(Saved data entries)
################

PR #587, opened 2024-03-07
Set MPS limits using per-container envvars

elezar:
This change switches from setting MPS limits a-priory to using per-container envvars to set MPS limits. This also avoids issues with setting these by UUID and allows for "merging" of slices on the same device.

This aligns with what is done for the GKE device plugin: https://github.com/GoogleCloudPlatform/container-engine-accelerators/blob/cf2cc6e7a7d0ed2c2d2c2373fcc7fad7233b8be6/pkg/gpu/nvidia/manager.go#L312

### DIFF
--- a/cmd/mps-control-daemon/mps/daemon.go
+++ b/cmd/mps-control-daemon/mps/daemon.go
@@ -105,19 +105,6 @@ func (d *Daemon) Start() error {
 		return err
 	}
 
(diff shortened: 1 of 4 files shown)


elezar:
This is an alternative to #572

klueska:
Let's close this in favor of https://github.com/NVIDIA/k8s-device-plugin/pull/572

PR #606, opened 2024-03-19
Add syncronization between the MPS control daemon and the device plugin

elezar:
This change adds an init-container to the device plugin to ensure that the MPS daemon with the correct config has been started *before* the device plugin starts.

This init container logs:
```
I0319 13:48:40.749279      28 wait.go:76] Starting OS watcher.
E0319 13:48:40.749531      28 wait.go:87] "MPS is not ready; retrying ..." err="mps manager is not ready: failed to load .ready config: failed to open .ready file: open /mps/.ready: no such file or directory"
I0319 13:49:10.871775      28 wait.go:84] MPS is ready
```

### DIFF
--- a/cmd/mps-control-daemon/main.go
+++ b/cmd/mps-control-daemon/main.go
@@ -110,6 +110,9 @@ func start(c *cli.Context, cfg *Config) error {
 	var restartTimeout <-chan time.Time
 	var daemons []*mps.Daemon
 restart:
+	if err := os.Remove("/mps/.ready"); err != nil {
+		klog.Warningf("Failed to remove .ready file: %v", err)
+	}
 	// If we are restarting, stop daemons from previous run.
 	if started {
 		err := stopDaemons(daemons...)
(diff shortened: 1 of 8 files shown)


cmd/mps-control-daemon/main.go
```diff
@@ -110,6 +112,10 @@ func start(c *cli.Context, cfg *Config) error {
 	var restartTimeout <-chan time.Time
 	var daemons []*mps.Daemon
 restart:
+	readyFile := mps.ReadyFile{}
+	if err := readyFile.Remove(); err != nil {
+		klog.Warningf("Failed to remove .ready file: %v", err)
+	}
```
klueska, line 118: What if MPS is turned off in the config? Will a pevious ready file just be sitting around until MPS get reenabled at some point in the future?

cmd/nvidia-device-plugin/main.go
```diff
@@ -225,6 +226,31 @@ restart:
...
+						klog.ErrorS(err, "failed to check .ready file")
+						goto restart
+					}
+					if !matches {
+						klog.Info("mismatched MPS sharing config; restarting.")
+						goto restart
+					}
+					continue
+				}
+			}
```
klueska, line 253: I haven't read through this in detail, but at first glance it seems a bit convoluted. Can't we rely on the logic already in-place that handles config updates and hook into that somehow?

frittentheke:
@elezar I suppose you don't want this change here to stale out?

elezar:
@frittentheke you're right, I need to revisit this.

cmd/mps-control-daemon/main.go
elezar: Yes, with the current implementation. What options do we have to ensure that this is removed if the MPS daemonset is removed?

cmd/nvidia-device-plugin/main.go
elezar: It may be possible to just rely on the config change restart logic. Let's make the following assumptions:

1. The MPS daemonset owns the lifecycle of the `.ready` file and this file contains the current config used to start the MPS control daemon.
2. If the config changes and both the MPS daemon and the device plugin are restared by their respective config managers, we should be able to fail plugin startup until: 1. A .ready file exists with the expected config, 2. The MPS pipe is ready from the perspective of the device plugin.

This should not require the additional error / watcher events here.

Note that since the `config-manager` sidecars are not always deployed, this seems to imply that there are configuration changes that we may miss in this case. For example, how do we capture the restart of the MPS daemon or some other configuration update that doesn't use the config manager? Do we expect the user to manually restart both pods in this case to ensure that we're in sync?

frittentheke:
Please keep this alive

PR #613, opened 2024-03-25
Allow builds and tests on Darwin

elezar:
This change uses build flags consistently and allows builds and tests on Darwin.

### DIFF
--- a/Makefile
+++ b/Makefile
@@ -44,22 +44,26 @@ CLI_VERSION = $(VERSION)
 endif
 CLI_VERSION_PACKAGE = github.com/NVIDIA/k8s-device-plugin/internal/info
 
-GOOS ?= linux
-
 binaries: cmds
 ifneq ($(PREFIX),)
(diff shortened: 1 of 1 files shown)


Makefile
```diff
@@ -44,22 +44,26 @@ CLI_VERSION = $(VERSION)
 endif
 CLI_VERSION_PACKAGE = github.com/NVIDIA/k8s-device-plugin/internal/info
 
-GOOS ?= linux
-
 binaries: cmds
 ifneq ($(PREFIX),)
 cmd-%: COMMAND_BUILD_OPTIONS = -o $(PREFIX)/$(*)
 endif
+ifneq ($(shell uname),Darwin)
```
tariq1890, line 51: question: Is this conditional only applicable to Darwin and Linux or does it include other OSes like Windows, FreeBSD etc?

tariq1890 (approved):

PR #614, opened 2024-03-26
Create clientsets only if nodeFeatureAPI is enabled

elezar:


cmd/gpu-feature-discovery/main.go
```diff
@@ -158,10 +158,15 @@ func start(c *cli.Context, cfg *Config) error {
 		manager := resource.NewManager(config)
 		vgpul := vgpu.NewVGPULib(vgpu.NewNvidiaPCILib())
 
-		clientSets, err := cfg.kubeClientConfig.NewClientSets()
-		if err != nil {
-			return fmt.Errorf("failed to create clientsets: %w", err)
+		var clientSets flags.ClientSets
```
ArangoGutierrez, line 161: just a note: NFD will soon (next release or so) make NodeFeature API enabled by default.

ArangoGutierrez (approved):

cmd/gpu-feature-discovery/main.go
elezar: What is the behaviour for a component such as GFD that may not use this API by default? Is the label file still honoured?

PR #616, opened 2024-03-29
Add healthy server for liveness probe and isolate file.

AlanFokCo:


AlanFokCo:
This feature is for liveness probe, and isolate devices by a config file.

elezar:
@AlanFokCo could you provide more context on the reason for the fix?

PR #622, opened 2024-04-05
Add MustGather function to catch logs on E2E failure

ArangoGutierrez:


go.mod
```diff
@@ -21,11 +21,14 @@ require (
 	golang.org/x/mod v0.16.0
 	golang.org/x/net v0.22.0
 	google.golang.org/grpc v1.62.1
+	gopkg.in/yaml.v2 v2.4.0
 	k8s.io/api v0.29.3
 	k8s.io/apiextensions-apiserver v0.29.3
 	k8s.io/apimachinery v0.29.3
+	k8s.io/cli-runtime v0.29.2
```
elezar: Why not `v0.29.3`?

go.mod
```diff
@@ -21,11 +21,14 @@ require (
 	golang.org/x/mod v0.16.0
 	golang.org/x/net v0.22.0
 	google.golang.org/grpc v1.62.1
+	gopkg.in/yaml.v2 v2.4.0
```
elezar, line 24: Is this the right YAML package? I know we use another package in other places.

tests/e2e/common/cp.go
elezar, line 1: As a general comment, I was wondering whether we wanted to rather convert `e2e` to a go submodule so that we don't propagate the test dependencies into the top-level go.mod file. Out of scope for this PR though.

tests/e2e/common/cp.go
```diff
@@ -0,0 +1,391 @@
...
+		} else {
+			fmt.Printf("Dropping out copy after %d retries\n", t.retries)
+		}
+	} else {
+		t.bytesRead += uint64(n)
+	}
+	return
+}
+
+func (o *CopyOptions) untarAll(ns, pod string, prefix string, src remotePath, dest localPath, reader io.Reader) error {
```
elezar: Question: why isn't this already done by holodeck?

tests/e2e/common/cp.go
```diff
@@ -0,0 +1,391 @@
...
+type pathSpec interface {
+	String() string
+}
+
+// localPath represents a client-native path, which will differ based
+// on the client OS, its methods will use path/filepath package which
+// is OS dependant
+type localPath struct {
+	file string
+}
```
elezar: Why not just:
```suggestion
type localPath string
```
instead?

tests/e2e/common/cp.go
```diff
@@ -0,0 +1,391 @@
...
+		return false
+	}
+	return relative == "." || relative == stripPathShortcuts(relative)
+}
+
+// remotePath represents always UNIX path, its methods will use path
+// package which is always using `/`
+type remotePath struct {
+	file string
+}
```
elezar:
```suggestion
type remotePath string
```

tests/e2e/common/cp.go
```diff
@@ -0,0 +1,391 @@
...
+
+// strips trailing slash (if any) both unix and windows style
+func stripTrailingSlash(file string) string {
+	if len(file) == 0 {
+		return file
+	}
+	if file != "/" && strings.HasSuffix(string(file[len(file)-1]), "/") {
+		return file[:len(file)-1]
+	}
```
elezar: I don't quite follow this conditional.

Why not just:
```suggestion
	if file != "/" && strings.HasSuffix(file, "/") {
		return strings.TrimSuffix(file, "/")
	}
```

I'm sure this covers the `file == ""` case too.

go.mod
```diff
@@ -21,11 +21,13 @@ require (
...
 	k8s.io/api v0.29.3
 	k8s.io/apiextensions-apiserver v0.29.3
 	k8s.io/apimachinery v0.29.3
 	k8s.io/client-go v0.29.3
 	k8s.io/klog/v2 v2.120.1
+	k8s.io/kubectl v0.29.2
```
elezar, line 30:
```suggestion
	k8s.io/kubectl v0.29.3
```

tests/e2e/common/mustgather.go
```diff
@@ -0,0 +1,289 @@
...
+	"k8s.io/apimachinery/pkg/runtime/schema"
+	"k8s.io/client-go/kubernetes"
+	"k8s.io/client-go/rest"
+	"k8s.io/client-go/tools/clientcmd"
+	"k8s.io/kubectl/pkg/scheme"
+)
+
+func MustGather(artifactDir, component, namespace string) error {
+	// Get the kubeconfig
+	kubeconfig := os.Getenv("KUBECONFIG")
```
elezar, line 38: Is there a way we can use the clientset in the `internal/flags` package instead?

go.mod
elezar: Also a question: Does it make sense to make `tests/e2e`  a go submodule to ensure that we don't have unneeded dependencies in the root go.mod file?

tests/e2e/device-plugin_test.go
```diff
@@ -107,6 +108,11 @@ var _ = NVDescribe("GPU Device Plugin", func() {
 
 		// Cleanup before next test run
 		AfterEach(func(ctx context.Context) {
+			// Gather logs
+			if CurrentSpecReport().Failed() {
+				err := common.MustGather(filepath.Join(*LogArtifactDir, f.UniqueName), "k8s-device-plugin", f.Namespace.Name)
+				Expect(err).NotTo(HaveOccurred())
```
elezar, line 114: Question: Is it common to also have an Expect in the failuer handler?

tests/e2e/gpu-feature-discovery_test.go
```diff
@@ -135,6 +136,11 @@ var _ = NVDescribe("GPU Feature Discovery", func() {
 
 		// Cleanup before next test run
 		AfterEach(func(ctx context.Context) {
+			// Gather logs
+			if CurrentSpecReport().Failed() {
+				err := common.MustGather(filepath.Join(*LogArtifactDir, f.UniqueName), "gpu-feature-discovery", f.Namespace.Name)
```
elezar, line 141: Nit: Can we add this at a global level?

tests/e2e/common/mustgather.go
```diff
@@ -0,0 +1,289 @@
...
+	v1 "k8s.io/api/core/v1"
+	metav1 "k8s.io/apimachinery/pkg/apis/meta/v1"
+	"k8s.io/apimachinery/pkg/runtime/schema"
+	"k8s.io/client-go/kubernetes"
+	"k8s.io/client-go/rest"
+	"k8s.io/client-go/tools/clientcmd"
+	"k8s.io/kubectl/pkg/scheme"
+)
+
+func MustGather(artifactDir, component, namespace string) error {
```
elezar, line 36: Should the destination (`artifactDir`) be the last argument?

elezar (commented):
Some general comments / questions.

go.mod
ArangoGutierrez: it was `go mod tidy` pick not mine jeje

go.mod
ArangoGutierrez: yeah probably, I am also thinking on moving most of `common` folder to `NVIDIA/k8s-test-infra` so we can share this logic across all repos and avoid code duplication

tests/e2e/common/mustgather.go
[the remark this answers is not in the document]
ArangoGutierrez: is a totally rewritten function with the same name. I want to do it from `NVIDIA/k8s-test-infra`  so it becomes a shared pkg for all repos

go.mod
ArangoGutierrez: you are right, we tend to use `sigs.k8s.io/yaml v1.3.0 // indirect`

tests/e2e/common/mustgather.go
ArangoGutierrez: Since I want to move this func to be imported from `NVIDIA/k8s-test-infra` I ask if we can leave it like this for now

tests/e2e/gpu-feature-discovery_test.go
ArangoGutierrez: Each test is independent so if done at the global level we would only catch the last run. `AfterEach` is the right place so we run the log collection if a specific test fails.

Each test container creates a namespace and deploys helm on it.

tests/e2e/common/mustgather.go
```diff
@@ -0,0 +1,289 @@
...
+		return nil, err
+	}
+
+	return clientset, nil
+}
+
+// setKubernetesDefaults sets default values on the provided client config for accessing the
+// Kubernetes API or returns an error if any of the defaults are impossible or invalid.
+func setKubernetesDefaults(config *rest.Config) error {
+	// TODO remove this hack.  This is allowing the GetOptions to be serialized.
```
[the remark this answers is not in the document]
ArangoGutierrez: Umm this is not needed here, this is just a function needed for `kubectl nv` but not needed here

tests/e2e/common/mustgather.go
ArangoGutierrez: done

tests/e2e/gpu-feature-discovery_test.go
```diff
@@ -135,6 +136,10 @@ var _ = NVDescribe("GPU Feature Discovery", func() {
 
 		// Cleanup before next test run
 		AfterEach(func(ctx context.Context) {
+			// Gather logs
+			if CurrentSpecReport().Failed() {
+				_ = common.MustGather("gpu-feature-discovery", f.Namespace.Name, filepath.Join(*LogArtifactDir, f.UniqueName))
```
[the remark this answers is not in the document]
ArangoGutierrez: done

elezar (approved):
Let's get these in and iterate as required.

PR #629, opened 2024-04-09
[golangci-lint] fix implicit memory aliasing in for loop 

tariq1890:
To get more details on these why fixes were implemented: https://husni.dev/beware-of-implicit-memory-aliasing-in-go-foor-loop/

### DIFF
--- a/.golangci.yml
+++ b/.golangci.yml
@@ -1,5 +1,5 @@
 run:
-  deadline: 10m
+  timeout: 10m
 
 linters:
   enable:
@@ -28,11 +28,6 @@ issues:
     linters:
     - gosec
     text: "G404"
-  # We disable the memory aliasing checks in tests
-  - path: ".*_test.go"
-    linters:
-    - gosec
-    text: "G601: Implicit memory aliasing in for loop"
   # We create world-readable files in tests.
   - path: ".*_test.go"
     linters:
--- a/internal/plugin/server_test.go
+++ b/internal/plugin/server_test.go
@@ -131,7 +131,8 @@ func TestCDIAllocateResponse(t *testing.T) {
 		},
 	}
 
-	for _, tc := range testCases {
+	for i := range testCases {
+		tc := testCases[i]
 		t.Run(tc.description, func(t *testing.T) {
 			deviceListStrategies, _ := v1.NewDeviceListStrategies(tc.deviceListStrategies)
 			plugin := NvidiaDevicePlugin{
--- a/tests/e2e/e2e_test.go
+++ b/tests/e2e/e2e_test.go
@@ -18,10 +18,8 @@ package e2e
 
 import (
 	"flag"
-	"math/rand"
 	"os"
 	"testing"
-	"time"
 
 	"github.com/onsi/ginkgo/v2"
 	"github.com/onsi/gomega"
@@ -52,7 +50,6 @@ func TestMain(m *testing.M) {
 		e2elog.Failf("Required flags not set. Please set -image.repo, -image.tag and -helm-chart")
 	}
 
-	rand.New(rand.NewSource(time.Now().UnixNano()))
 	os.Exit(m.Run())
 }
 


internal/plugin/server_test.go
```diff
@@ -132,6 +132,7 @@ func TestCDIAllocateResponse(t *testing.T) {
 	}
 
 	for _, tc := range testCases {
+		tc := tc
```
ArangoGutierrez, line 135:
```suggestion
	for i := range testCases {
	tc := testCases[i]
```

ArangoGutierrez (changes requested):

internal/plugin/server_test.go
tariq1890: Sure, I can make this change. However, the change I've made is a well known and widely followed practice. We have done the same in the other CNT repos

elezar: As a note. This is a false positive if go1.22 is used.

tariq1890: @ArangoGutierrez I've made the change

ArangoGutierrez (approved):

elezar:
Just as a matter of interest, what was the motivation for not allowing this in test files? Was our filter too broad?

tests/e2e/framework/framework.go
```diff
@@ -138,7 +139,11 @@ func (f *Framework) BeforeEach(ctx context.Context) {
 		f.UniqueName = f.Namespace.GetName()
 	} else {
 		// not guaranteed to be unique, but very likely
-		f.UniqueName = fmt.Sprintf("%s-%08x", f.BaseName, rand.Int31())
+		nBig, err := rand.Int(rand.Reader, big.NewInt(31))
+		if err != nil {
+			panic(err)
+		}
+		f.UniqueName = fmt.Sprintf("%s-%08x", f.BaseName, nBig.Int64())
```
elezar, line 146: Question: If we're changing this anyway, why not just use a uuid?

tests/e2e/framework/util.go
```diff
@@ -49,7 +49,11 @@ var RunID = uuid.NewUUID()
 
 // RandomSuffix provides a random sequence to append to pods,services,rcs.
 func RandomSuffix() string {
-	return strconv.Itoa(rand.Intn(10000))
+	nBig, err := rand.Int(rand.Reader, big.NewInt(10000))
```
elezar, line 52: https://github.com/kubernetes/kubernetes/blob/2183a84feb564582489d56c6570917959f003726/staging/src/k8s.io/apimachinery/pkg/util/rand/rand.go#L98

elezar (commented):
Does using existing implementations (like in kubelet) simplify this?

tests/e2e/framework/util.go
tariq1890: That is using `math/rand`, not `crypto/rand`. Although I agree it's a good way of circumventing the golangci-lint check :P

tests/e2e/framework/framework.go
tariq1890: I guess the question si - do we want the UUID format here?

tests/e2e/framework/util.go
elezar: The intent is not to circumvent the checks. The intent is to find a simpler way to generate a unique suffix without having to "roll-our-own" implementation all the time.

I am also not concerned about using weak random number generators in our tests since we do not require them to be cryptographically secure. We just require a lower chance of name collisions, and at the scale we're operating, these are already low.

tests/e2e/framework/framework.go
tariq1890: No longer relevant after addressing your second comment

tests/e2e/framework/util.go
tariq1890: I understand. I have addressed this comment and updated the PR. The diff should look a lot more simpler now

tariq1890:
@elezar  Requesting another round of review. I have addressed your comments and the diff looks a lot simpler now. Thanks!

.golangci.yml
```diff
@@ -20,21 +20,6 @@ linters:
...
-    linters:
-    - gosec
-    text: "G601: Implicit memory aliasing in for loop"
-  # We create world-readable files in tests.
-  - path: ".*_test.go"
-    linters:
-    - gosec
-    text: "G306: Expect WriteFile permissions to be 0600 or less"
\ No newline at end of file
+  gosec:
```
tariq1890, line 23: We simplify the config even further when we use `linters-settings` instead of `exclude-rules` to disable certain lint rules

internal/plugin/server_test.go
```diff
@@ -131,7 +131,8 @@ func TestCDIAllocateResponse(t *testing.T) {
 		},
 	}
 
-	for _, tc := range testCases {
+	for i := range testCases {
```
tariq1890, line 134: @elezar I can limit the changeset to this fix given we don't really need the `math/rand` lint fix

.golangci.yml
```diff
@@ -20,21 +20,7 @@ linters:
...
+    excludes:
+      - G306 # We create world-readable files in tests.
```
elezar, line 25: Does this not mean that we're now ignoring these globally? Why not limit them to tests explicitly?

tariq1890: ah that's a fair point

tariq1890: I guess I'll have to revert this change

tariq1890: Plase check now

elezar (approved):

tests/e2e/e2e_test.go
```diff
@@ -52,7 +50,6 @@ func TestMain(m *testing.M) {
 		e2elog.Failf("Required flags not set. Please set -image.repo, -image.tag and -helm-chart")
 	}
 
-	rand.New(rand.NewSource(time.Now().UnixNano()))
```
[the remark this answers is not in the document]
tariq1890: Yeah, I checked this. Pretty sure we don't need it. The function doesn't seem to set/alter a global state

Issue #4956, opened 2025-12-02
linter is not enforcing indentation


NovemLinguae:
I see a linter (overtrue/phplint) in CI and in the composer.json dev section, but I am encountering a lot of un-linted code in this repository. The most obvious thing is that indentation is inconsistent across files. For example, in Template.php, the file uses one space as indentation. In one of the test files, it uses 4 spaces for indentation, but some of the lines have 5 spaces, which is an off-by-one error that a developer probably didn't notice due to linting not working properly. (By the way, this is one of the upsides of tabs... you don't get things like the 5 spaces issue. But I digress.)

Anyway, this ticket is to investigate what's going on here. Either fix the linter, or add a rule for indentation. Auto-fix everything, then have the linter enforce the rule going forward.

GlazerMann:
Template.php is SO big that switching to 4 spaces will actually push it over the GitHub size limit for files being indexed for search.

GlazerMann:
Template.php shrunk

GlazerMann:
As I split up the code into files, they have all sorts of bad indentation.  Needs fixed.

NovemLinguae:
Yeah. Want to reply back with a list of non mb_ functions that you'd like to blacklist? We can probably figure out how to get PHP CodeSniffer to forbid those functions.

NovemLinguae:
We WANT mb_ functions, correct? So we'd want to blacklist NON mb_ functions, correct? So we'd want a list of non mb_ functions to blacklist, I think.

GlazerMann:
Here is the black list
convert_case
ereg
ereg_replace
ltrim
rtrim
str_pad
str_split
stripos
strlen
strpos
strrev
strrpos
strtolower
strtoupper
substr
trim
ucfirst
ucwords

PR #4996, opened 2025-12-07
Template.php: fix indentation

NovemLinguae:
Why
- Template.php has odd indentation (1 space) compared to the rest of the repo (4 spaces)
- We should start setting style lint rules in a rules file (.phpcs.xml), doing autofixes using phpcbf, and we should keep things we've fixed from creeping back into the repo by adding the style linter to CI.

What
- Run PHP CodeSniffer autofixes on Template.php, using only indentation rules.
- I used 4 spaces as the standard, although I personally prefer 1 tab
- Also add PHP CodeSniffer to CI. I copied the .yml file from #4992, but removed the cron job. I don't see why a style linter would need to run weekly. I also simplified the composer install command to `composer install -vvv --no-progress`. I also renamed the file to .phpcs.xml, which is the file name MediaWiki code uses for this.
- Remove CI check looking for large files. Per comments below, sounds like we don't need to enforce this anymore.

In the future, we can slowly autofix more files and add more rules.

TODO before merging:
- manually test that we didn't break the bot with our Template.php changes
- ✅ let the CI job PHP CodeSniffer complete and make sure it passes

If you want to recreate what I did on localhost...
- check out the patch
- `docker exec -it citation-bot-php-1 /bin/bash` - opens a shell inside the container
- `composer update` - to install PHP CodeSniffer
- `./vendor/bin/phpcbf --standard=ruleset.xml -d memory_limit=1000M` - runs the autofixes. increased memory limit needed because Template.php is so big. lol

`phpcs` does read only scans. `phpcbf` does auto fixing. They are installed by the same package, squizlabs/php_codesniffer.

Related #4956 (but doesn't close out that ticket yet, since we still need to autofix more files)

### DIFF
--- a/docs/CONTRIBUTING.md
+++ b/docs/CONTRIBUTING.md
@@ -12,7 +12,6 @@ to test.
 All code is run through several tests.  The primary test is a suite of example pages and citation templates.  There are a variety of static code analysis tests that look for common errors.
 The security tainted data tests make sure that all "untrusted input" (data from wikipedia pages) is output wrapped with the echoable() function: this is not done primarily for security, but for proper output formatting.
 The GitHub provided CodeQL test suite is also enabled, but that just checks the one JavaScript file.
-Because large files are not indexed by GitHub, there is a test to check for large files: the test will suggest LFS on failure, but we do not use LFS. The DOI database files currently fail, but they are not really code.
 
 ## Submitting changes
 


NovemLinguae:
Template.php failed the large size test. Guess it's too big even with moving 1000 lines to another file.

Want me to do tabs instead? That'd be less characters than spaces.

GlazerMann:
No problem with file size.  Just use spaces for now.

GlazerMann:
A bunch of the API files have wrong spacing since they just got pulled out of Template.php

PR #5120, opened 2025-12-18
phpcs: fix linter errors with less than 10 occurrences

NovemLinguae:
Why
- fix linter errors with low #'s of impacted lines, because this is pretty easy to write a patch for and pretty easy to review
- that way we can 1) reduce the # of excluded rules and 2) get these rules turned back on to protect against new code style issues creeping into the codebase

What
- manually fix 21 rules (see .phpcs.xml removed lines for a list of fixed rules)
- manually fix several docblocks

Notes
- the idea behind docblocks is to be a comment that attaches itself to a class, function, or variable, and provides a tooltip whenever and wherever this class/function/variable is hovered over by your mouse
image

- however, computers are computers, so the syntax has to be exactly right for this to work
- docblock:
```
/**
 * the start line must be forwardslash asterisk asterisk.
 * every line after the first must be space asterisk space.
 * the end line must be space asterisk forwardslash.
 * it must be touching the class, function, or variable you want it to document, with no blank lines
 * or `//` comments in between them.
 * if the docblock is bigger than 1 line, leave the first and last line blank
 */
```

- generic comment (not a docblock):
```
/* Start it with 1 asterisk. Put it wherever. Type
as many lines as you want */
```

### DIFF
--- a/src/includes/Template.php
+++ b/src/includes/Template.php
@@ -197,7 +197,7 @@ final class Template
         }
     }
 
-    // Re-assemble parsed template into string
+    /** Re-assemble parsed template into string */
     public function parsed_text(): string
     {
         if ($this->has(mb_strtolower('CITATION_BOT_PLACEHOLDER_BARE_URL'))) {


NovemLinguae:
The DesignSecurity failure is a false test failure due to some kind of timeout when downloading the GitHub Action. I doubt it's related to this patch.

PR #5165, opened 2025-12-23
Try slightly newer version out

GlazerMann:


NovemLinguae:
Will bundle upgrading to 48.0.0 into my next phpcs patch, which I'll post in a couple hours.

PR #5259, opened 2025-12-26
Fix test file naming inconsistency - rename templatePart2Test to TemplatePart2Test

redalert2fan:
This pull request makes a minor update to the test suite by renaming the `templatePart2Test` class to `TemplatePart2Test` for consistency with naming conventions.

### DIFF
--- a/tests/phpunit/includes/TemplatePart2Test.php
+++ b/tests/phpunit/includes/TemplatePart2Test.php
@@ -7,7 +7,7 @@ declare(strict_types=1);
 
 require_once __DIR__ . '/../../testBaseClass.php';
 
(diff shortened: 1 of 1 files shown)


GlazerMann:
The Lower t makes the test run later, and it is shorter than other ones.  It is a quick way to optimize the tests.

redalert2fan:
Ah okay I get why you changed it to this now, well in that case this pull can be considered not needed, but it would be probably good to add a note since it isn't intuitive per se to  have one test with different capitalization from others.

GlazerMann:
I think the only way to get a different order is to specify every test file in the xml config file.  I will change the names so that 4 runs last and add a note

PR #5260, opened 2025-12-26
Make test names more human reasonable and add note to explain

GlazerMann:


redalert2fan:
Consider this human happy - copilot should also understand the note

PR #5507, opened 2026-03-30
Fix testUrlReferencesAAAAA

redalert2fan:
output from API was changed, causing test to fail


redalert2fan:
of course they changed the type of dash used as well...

################

From the entries above, give again exactly the lines running from the line with "to revisit this." to the line with "1. The MPS daemonset"; include both of those lines.

• **FINAL ANSWER**
@frittentheke you're right, I need to revisit this.

cmd/mps-control-daemon/main.go
elezar: Yes, with the current implementation. What options do we have to ensure that this is removed if the MPS daemonset is removed?

cmd/nvidia-device-plugin/main.go
elezar: It may be possible to just rely on the config change restart logic. Let's make the following assumptions:

1. The MPS daemonset owns the lifecycle of the `.ready` file and this file contains the current config used to start the MPS control daemon.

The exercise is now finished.